Trying to become a Boy Scout during the Depression wasn’t easy for neighborhood resident Rowland C. Lewis.
In 1937, the 11-year-old Lewis wanted to be a Scout, but no one could be found to lead his troop, he says. At the time, women couldn’t be Scout leaders, and the Depression and war that followed swallowed up America’s men.
More than 20 years later, Lewis became a Scout. When his oldest son, Mark, joined Cub Scout Pack 203 in Little Rock, Ark., Lewis took charge as Cubmaster.
Since that time, Lewis has served in many positions for the Boy Scouts. He now is an active member of Troop 890, sponsored by Lake Highlands United Methodist Church, and of the Scout’s North Trail District, which includes Lake Highlands, North Dallas, the Park Cities and Richardson. He specializes in health and safety issues.
“I enjoy working with the boys,” Lewis says. “I enjoy young people.”
Lewis has been working with Dallas youth since he moved to his home near Lake Highlands High School in 1966. A strong family man, Lewis also has a strong sense of community.
In addition to serving the Boy Scouts for 34 years, Lewis has been involved with his church and neighborhood schools. He has worked for the Neighborhood Youth Services and the Lake Highlands Youth Activities Commission, doing among other things one-on-one drug counseling.
He has received awards for his distinguished service to youth, including the Silver Beaver, one of Scouting’s highest honors, and the Torch Award, presented at the Annual Conference of the United Methodist Church.
If you meet Lewis, don’t expect him to tell you about his accomplishments.
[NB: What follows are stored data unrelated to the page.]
PR #1499, opened 2025-06-02
Added a way to disable the glsc CLI executable.

JennieLizz:


JennieLizz:
I've tested this and it seems to work perfectly.

CMakeLists.txt
```diff
@@ -51,6 +51,16 @@ else()
   message(STATUS "Configuring Shaderc to avoid building examples.")
 endif()
 
+option(SHADERC_SKIP_EXECUTABLES "Skip building executables." ${SHADERC_SKIP_EXECUTABLES})
+if(NOT ${SHADERC_SKIP_EXECUTABLES})
+  set(SHADERC_ENABLE_EXECUTABLES ON)
+endif()
+if (${SHADERC_SKIP_EXECUTABLES})
```
dj2, line 58: I think this flag is backwards? If it's set to skip, it prints it's building.

CMakeLists.txt
```diff
@@ -51,6 +51,16 @@ else()
   message(STATUS "Configuring Shaderc to avoid building examples.")
 endif()
 
+option(SHADERC_SKIP_EXECUTABLES "Skip building executables." ${SHADERC_SKIP_EXECUTABLES})
```
dj2, line 54: Just to verify, if you don't set anything, this defaults to on, correct?

JennieLizz: I figured to leave the executables on by default since that's how it was originally set up, and I don't want to mess up anyone else's projects if they require it for whatever reason.

dj2: Yes, having them on by default is the right choice.

CMakeLists.txt
dj2: If I'm reading this right, if `SHADERC_SKIP_EXECUTABLES` is `true`, meaning we'll skip the creation of executables, the message printed is `Configuring Shaderc to build executables` which, seems like the opposite of what we've done, no?

dneto0: Right, this condition should be `${SHADERC_ENABLE_EXECUTABLES}`

dneto0 (changes requested):

CMakeLists.txt
```diff
@@ -51,6 +51,16 @@ else()
...
+if(NOT ${SHADERC_SKIP_EXECUTABLES})
+  set(SHADERC_ENABLE_EXECUTABLES ON)
+endif()
+if (${SHADERC_ENABLE_EXECUTABLES})
```
JennieLizz, line 58: I fixed the variable being the wrong one. I switched it to SHADERC_ENABLE_EXECUTABLES instead of the reversed one of SHADERC_SKIP_EXECUTABLES.

dj2 (approved):

PR #1508, opened 2025-07-31
Update DEPS

kpet:
To pick up GL_ARM_tensors in glslang and a few tensor-related fixes in SPIRV-Tools.


kpet:
Works for me, thanks!

PR #1516, opened 2025-09-04
When glslc is not built, don't install or test it

dneto0:
Fix the logic when SHADERC_SKIP_EXECUTABLES=ON

* Don't try to install the glslc executable
* Don't try to run tests that invoke glslc


glslc/test/CMakeLists.txt
```diff
@@ -21,10 +21,14 @@ if(${SHADERC_ENABLE_TESTS})
...
 
-  add_test(NAME glslc_tests
-    COMMAND ${Python_EXECUTABLE}
-    ${CMAKE_CURRENT_SOURCE_DIR}/glslc_test_framework.py
-    $<TARGET_FILE:glslc_exe> $<TARGET_FILE:spirv-dis>
-    --test-dir ${CMAKE_CURRENT_SOURCE_DIR})
-    
+  # These tests use the glslc executable, so they can only run if
+  # glslc has been built.
+  if(${SHADERC_ENABLE_EXECUTABLES})
```
dj2, line 26: I never understand this with CMake, why is this one `${SHADERC_ENABLE_EXECUTABLES}` and the other is `SHADERC_ENABLE_EXECUTABLES` ?

dneto0: same thing.  I just kept local style here.

dj2 (approved):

He prefers talking about his wife, sister, two sons or daughter, or telling you about a Scouting campout.
“I went on just about all the campouts with my sons,” says Lewis, whose sons are both Eagle Scouts. “A campout is a really good place to get to know each other.”
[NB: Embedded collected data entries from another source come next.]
PR #1518, opened 2025-09-22
Add -fmax-id-bound flag

s-perron:
Add an option for shaderc to be able to set the max id bound used in the
compiler. This is useful for user who are hitting the limit, but are
able to use a higher value.

See https://github.com/KhronosGroup/SPIRV-Tools/issues/6260.

### DIFF
--- a/libshaderc_util/include/libshaderc_util/compiler.h
+++ b/libshaderc_util/include/libshaderc_util/compiler.h
@@ -319,6 +319,8 @@ class Compiler {
     preserve_bindings_ = preserve_bindings;
   }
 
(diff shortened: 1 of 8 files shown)


libshaderc_util/include/libshaderc_util/compiler.h
```diff
@@ -534,6 +536,8 @@ class Compiler {
   // True if the compiler should preserve all bindings, even when unused.
   bool preserve_bindings_;
 
+  uint32_t max_id_bound_ = 0x3FFFFF;
```
dneto0, line 539: Note: This limit comes from the SPIR-V spec.

dneto0 (approved):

“If you have $10,000 in the bank, but you’re cold and the fire won’t start, you are on the same level as the boys. The boys will tell you things they don’t tell you other places, not secrets, but stuff about their lives.”
Lewis’ boys are now men, and his daughter, a girl scout as a child, works at Presbyterian Hospital. His children may be grown, but Lewis continues Scouting.
“Sure, the kids get on my nerves sometimes,” he says. “But, I’m comfortable with them.”